### Records for the task:
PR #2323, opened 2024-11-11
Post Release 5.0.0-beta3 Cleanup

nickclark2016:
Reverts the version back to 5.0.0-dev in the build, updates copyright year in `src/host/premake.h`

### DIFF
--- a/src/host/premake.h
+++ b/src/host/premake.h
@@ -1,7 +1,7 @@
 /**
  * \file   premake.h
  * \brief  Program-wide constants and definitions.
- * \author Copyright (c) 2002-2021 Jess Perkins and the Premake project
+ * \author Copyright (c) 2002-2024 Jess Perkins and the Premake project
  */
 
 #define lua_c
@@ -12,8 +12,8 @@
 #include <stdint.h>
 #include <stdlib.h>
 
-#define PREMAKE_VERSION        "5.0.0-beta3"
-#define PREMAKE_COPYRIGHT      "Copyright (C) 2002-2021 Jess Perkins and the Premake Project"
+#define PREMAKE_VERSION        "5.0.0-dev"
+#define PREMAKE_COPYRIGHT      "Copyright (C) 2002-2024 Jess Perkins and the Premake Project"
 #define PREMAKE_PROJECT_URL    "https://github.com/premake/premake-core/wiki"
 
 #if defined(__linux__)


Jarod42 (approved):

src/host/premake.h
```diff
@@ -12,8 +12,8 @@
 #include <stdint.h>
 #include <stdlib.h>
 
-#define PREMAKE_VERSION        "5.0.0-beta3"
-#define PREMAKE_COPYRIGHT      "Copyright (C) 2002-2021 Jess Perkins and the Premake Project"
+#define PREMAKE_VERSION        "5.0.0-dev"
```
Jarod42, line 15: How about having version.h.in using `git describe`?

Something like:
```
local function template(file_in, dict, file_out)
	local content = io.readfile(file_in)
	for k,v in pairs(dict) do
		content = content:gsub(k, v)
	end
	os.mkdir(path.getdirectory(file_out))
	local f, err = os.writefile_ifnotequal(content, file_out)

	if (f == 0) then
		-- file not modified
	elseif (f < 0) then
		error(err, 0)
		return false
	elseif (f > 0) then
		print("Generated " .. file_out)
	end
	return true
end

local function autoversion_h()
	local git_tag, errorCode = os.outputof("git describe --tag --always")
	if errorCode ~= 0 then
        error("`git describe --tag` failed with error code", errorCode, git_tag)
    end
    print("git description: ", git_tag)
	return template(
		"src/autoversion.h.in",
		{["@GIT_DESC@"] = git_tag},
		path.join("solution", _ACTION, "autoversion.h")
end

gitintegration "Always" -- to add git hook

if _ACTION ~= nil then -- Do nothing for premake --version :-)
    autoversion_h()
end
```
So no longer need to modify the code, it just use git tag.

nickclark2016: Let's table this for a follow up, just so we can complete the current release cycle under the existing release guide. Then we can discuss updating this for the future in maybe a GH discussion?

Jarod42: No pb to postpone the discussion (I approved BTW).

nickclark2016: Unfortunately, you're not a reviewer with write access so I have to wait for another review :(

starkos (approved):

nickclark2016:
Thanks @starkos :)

### Aim of the task:
All lines with the word "describe" need to be copied from the data above.

### Reply:
Jarod42, line 15: How about having version.h.in using `git describe`?
	local git_tag, errorCode = os.outputof("git describe --tag --always")
        error("`git describe --tag` failed with error code", errorCode, git_tag)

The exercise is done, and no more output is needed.